• **Your assignment**: Only a single number is expected: how many lines of the data hold the word "tested".

○ ○ ○ ○

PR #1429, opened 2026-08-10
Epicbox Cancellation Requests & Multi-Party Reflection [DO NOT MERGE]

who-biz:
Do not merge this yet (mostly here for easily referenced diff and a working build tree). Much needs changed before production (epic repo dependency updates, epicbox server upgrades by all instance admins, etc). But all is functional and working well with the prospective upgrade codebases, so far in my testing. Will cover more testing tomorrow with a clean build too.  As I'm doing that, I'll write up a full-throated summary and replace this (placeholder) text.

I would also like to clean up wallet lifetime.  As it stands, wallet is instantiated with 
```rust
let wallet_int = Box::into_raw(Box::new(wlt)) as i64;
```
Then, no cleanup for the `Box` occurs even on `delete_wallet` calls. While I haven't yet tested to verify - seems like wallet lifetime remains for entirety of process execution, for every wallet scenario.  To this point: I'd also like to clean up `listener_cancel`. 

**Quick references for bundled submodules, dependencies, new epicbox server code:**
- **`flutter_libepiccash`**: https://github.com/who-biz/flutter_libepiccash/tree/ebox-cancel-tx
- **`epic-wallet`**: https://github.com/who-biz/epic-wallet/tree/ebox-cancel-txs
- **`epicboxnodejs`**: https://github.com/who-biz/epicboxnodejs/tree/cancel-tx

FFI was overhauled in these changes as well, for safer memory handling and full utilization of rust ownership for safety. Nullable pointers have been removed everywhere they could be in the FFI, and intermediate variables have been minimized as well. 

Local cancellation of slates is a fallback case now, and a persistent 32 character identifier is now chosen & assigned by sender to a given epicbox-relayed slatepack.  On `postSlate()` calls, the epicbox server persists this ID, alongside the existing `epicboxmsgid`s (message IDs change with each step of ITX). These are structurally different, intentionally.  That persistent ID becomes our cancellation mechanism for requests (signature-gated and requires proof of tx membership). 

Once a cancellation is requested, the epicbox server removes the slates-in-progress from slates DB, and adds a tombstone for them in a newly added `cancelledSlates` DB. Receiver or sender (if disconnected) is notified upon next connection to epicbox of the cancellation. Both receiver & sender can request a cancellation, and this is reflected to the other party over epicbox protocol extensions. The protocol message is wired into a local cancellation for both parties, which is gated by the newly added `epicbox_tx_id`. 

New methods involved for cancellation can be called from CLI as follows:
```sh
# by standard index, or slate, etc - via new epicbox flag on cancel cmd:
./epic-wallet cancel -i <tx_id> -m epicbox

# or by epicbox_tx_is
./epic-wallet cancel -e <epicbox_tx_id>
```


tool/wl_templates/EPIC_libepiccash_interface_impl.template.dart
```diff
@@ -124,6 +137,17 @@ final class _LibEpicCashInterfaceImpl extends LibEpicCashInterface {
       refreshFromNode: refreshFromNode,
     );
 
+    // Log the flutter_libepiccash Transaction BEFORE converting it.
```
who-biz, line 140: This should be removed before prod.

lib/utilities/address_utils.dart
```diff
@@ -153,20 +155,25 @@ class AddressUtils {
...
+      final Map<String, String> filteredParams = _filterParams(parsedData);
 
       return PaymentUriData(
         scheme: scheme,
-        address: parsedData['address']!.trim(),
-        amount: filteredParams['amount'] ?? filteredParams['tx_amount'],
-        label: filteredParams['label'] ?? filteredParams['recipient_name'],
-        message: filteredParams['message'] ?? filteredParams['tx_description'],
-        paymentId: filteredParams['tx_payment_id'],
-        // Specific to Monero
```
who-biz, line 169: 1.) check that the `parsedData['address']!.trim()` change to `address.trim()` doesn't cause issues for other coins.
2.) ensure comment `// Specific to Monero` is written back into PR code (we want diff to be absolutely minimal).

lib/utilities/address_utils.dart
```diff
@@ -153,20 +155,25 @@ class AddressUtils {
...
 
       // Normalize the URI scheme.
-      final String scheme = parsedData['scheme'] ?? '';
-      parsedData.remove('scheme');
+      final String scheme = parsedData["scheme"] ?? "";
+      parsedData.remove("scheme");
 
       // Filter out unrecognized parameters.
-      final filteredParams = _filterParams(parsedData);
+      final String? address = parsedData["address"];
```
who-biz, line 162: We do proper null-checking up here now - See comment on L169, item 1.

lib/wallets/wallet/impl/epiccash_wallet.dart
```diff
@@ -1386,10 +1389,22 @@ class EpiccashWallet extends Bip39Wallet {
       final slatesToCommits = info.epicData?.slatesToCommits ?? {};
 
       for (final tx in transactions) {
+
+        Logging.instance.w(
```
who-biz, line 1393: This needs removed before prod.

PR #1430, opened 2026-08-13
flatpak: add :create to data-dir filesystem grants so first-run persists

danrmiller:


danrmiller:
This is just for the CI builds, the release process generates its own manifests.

○ ○ ○ ○

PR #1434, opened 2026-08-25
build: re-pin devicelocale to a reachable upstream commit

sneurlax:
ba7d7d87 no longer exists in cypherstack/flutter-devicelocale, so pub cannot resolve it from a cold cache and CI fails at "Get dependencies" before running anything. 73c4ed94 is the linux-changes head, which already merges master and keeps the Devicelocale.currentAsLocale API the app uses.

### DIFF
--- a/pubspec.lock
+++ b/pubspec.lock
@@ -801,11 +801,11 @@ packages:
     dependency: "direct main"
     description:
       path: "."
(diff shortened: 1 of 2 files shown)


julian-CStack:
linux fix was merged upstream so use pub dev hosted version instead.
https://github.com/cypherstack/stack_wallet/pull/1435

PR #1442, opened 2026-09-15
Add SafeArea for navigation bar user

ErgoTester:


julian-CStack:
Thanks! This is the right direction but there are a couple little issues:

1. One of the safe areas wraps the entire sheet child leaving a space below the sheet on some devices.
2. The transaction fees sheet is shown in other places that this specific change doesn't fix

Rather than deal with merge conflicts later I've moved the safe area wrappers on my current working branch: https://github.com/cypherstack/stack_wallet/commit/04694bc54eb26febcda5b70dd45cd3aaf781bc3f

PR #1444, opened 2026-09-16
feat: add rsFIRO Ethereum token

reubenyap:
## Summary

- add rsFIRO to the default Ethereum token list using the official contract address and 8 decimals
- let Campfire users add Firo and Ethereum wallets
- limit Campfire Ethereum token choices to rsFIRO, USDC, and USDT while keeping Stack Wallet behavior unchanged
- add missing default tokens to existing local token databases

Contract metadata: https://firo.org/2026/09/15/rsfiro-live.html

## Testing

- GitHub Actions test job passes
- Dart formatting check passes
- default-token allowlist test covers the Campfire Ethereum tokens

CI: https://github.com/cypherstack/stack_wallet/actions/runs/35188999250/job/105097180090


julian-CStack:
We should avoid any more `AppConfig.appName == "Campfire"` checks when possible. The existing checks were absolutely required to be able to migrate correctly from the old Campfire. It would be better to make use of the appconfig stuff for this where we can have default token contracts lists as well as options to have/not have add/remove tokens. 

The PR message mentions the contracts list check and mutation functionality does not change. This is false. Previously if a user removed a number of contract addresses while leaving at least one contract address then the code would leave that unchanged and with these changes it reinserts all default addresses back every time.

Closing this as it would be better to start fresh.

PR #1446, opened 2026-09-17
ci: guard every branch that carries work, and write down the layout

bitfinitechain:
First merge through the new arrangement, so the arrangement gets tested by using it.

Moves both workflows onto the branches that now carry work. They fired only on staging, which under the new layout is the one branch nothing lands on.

○ ○ ○ ○

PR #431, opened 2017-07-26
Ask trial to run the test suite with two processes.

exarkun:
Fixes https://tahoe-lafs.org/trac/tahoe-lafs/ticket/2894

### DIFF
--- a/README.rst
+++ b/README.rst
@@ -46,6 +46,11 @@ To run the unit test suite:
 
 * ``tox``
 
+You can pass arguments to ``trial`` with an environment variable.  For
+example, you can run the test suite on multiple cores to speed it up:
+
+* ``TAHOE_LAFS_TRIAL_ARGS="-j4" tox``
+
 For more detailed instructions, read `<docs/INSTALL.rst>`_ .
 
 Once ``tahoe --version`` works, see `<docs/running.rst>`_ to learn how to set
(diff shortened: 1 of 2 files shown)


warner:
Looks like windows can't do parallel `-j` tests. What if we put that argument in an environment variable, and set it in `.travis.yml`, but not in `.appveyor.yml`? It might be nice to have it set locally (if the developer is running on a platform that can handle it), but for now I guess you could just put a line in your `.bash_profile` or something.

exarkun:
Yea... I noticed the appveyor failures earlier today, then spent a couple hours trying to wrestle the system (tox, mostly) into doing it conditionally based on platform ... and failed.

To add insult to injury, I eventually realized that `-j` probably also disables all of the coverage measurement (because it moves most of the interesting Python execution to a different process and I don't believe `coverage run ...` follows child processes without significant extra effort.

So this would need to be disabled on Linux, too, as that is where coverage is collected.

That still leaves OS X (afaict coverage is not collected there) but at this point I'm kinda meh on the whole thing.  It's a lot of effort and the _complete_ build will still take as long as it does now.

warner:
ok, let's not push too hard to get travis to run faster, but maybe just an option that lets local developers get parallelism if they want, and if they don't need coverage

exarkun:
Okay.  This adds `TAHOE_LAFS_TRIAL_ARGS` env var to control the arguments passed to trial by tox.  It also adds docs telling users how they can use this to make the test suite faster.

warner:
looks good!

○ ○ ○ ○

• **Solution**: 2